Message from the Dean

Delivering the Veterinary Curriculum during a Pandemic

[socially distanced learners]

This message will appear in the Spring 2021 issue of the Illinois State Veterinary Medical Association Epitome.

‘Students … Remarkably Resilient’

How do you teach 130 students when only 44 can safely be seated in your lecture hall?

This and dozens of other questions faced us as we implemented COVID-19 safety protocols for fall semester. The answers relied on ingenuity, collaboration, flexibility, and a lot of hard work.

In the midst of the worst pandemic in over a century, we at the University of Illinois were extremely fortunate to hold classes in person safely. Thanks to the SHIELD testing program developed here (with indispensable assistance from college faculty and our diagnostic laboratory), our students’ education has not been delayed.

“There’s no real substitute for in-person instruction,” says Dr. Ian Sprandel, course coordinator for first-year instruction, echoing a sentiment embraced throughout our faculty. “Veterinary medicine is a hands-on degree.”

Divide and Conquer

Part of the solution for delivering lectures was to divide the classes into five locations to allow adequate social distancing. Students were assigned homerooms. To the extent possible, the groupings reflected living arrangements outside of class to limit exposure. Instructors rotated among the various classrooms, and the lecture was livestreamed to the other four rooms as well as to students under quarantine in their homes. As before, all lectures were recorded and made available to students online for review later.

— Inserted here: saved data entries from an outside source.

Issue #354, opened 2016-07-22
Dock not refreshing


tenten8401:
Running Ubuntu Gnome 16.04 and if the screen falls asleep, and I wake it back up and unlock, the dock no longer appears to refresh running apps until restarting

micheleg:
Sorry for the late reply. What version of Gnome Shell? Does it also occurs if you purposely lock the screen?

PR #363, opened 2016-08-19
Workspace Isolation improvement

franglais125:
Hi Michele,

This is a tiny PR.

1. I added a signal `'switch-workspace'`, since in Wayland sessions `'restacked'` is not emitted when changing workspace.
2. The update to the `RestackAction()` function is simply to improve efficiency.

I've used these changes enough (as usual, Debian stable and testing, so 3.14 and 3.20) that I'm confident they don't introduce problems.

Similar changes were introduced in the workspace-isolated-dash extension.

### DIFF
--- a/docking.js
+++ b/docking.js
@@ -1410,22 +1410,18 @@ const DockedDash = new Lang.Class({
             this._signalsHandler.addWithLabel(label, [
                 global.screen,
                 'restacked',
-                Lang.bind(this, RestackAction)
+                Lang.bind(this.dash, this.dash._queueRedisplay)
             ]);
             this._signalsHandler.addWithLabel(label, [
                 global.window_manager,
                 'switch-workspace',
-                Lang.bind(this, RestackAction)
+                Lang.bind(this.dash, this.dash._queueRedisplay)
             ]);
         }
 
         function disable() {
             this._injectionsHandler.removeWithLabel(label);
             this._signalsHandler.removeWithLabel(label);
-        }
-
-        function RestackAction() {
-            this.dash._queueRedisplay();
         }
 
         function IsolatedOverview() {
--- a/docking.js
+++ b/docking.js
@@ -1412,6 +1412,11 @@ const DockedDash = new Lang.Class({
                 'restacked',
                 Lang.bind(this, RestackAction)
             ]);
+            this._signalsHandler.addWithLabel(label, [
+                global.window_manager,
+                'switch-workspace',
+                Lang.bind(this, RestackAction)
+            ]);
         }
 
         function disable() {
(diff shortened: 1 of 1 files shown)


micheleg:
Do you think there is any drawback then at removing the restack event?

franglais125:
Not really, I wanted to keep the difference small, but we might as well remove `RestackAction()` and call the `this.dash._queueRedisplay` directly.

micheleg:
I'd prefer to keep X and Wayland the same. If we know restacked does not work on wayland, we should get rid of it.

franglais125:
100% agreed. For some reason I thought both were necessary, but after a quick test it seems `'restacked'` can be removed.

Let me test this a bit more, and get back to you.

I'll also remove `RestackAction()` if everything works out.

franglais125:
Hi,

**1)** Regarding the signal `'restacked'`, if this signal is not included, too often the dock fails to update the running icons. I don't know why workspace isolation would trigger this more than the non-isolated case. It feels similar to https://github.com/micheleg/dash-to-dock/issues/354.
With X, when switching to an empty (no windows) workspace, it seems that a `restacked` signal is emitted anyway, since the window is changing (to no window). Under Wayland, this doesn't seem to happen. This is why I added the `'switch-workspace'` signal, but I didn't intend to replace the other signal. Hence:
X: needs `'restacked'`
Wayland:  needs `'restacked'`and `'switch-workspace'`

**2)** Regarding removing the RestackAction function. When I call directly `_queueRedisplay`, I get an error and it fails. Do you know if there is anything wrong in the code/logic?
It essentially tells me that workId is invalid (https://github.com/micheleg/dash-to-dock/blob/master/dash.js#L426).
`this._signalsHandler.addWithLabel(label, [`
`                global.screen,`
`                'restacked',`
`                Lang.bind(this, this.dash._queueRedisplay)`
`            ]);`
**Error message**:
`Aug 20 10:31:40 debian gnome-session[9243]: (gnome-shell:9381): Gjs-WARNING **: JS ERROR: Invalid work id NaN: Error: Invalid work id NaN`
`Aug 20 10:31:40 debian gnome-session[9243]: queueDeferredWork@resource:///org/gnome/shell/ui/main.js:602`
`Aug 20 10:31:40 debian gnome-session[9243]: MyDash<._queueRedisplay@/home/franglais125/.local/share/gnome-shell/extensions/dash-to-dock@micxgx.gmail.com/dash.js:421`


Let me know if you have suggestions or ideas. With the issues I found, I couldn't change anything to the patch above.

franglais125:
Regarding **2)**, I was simply missing a `.dash` :
`Lang.bind(this.dash, this.dash._queueRedisplay)`

So I removed the unnecessary RestackAction() function.

Cheers

micheleg:
Merged [c25ba2746], Thank you.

“Students have been remarkably resilient. The first-year class has shown a lot of grit, accepting that we’re still figuring it out,” Dr. Sprandel adds.

Of course, laboratories proved more challenging to deliver than lectures.

“Anatomy, anatomy, anatomy,” says Dr. Sprandel. “We had to prioritize the material in the first-year labs to maximize the limited available in-person time.”

Once again, dividing the class was part of the solution. Anatomy instructors delivered each lab twice. Even so, there was not enough space in the anatomy lab to adhere to COVID guidelines until one-third of the students were assigned to a live-animal palpation lab in the hospital while the remaining two-thirds did the dissection lab.

“The anatomy team worked very hard to create virtual experiences as nearly equivalent as possible for the students who were unable to be physically present,” says Dr. Sprandel. Students who were present for the dissection lab also reviewed the material with those who missed it to attend a palpation lab.

Second-Year Labs

For second-year students, lectures and labs were handled similarly. Dr. Cindy Elston, who joined the college this summer as course coordinator for second-year instruction, had spent much of her 25-year veterinary career teaching in veterinary technician programs. She adapted quickly to both the Illinois curriculum and the pandemic safety measures that greatly complicated its delivery.

“Students seem to appreciate the fact that they have the option. There are those who feel more comfortable learning from home and those who appreciate the opportunity to come to class,” she observes.

Dr. Elston says a few of the second-year labs were done in person in small groups. “Plate streaking, fecal floats, gram staining were offered to develop these hands-on skills, but otherwise labs were done online.

“I love having the students back in the lab,” she says, “and I think they enjoy seeing each other in person.”

Challenges

With the focus on delivering equivalent educational experiences whether students are on site or at home, challenges abound but workarounds exist. Over the summer, many instructors took advantage of campus training to make online teaching more interactive and effective. Within the college, IT and i-Learning Center staff provided invaluable support.

During the second half of fall semester, first-year students took their first block of clinical rotations. With the capacity of the hospital greatly reduced due to COVID restrictions, fourth-year students have priority on clinics. First-year students received the five core clinical rotations primarily via online learning, though the farms rotation involved hands-on components.

Proctoring exams for students who are unable to come to the college posed another problem. That solution, according to Dr. Sprandel, involved using a second device with a video camera (typically a phone) to allow the instructor to observe the student who is taking the exam online.

And remembering to be kind and forgiving to ourselves and to each other became an important survival strategy during a time of heightened stress from pandemic-related changes and worries.

Benefits

Some innovations from this semester have proved a boon. Dr. Elston notes that recording the class review before examinations via Zoom, where students could ask their questions live but that could also be viewed later by students who were unable to attend, will improve instruction in non-COVID times.

Dr. Sprandel reports that the histology labs transitioned easily to being delivered entirely online since the subject matter is a two-dimensional image. “We used breakout chat rooms to promote small group work,” he says. “We actually saw greater student engagement for histology online than we did when we taught it in person in years past.”

Test scores this fall were in line with scores from previous years, indicating that learning was not diminished.

There’s no doubt that everyone is looking forward to a return to our regular curriculum once it is safe to do so. Meanwhile, we are thankful for a campus COVID testing program that made limited in-person instruction possible at Illinois. And I am especially thankful for the incredible efforts of our faculty and staff to find ways to minimize disruptions to our students’ education.